Constriction of postsinusoidal venules results in engorgement of the sinusoids and an enlargement of the nasal turbinates. In addition, multiple direct arteriovenous anastomoses bypass the capillary beds. This allows significant increases in blood flow and heat exchange without a great increase in nasal blood volume, which facilitates the temperature regulatory function of the inferior turbinates. The nasal mucosal vasculature is intimately related to its autonomic innervation.


In general, the nose is innervated by the olfactory nerve, branches of the ophthalmic and maxillary divisions of the trigeminal nerve, parasympathetic secretomotor fibers, and sympathetic fibers.

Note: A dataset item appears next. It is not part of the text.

PR #4083, opened 2026-09-15
fix(translator): keep tool-result images, restore Kiro tool names, preserve thinking display

Manan-Santoki:
Agent clients (Claude Code, and any client speaking the Anthropic Messages API with MCP tools) hit three gaps when routed to non-Anthropic upstreams. Each was reproduced against a live 9router 0.5.75 instance.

The autonomic nerve supply to the nose regulates vascular tone, turbinate congestion, and nasal secretion. Parasympathetic fibers synapse in the sphenopalatine ganglion before innervating nasal mucosa. These fibers travel with the facial nerve, exiting at the geniculate ganglion as the greater superficial petrosal nerve. The vidian nerve is formed by the union of the greater superficial petrosal and deep petrosal nerves and carries the fibers to the sphenopalatine ganglion, where they synapse.

Sympathetic fibers also pass through the sphenopalatine ganglion but do not synapse there. The sympathetic fibers exit the spine and travel in the cervical sympathetic trunk, synapsing in the superior cervical ganglion. Postsynaptic fibers contribute to the sympathetic plexus of the internal carotid artery from which the deep petrosal nerve originates. It then joins with the greater superficial petrosal nerve to form the vidian nerve and its fibers pass through the sphenopalatine ganglion and along branches of the trigeminal nerve and nasal blood vessels. Thus, branches of the sphenopalatine ganglion carry sympathetic, parasympathetic, and trigeminal fibers.



The inferior turbinates are very vascular structures and one of the risks of surgery is hemorrhage. Patients with coagulopathies are clearly at increased risk of complications. Similarly, patients should not be taking any medications or herbs that affect their coagulation cascade.

Take care when resecting turbinate tissue in patients who have preexisting reports of nasal dryness and crusting secondary to the concern about atrophic rhinitis.